- WORK TASK:
For this exercise, reproduce the entries below exactly, but only from the line containing "--- a/lib/index.js" through the line containing "(diff shortened: 1 of 1 files shown)", both included.

- Saved entries:
····················

PR #218, opened 2021-01-05
feat: use @contentful/app-sdk

andipaetzold:
Replace `contentful-ui-extensions-sdk` with `@contentful/app-sdk`.
Both packages are identical but the App SDK should be used for apps.


kdamball (approved):
🎉

PR #235, opened 2021-01-15
feat: directly forward logs from npx process

andipaetzold:
We currently use `.stderr.on('data', [...])` and `.stdout.on('data', [...])` and put the data in `console.log`. That removes color and adds additional new lines

By using `{ stdio: 'inherit' }` we can forward the data directly to stdout.
> Pass through the corresponding stdio stream to/from the parent process. 

That way
- we keep the log color
- we don't add additional empty lines
- the output is prettier and easier to read

# Before
## Success

Screenshot 2021-01-15 at 14 57 59
Screenshot 2021-01-15 at 14 58 18

## Error

Screenshot 2021-01-15 at 14 56 02

# After
## Success

Screenshot 2021-01-15 at 14 54 59

## Error

Screenshot 2021-01-15 at 14 55 39

### DIFF
--- a/lib/index.js
+++ b/lib/index.js
@@ -49,23 +49,12 @@ function initProject() {
 
     const args = [createReactApp, appFolder, '--template', templatePkg, '--use-npm'];
 
-    // start creating app
-    const appCreateProcess = spawn(initCommand, args);
-
-    appCreateProcess.stdout.on('data', data => {
-      console.log(data.toString());
-    });
-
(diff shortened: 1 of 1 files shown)


kdamball (approved):
Looks good but I'm curious why we didn't do this last time. I might be misremembering and confusing it with somewhere else where logging couldn't be done this way; @Jwhiles might know more

andipaetzold:
Just checked and the options were already available in older Node.js versions

PR #236, opened 2021-01-15
feat: Clarify supported node/npm versions

kdamball:
Still doesn't warn when using `npx` though

### DIFF
--- a/README.md
+++ b/README.md
@@ -4,7 +4,8 @@ This project makes it easy to bootstrap [Contentful Apps](https://www.contentful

····················

- TASK RESPONSE:
--- a/lib/index.js
+++ b/lib/index.js
@@ -49,23 +49,12 @@ function initProject() {
 
     const args = [createReactApp, appFolder, '--template', templatePkg, '--use-npm'];
 
-    // start creating app
-    const appCreateProcess = spawn(initCommand, args);
-
-    appCreateProcess.stdout.on('data', data => {
-      console.log(data.toString());
-    });
-
(diff shortened: 1 of 1 files shown)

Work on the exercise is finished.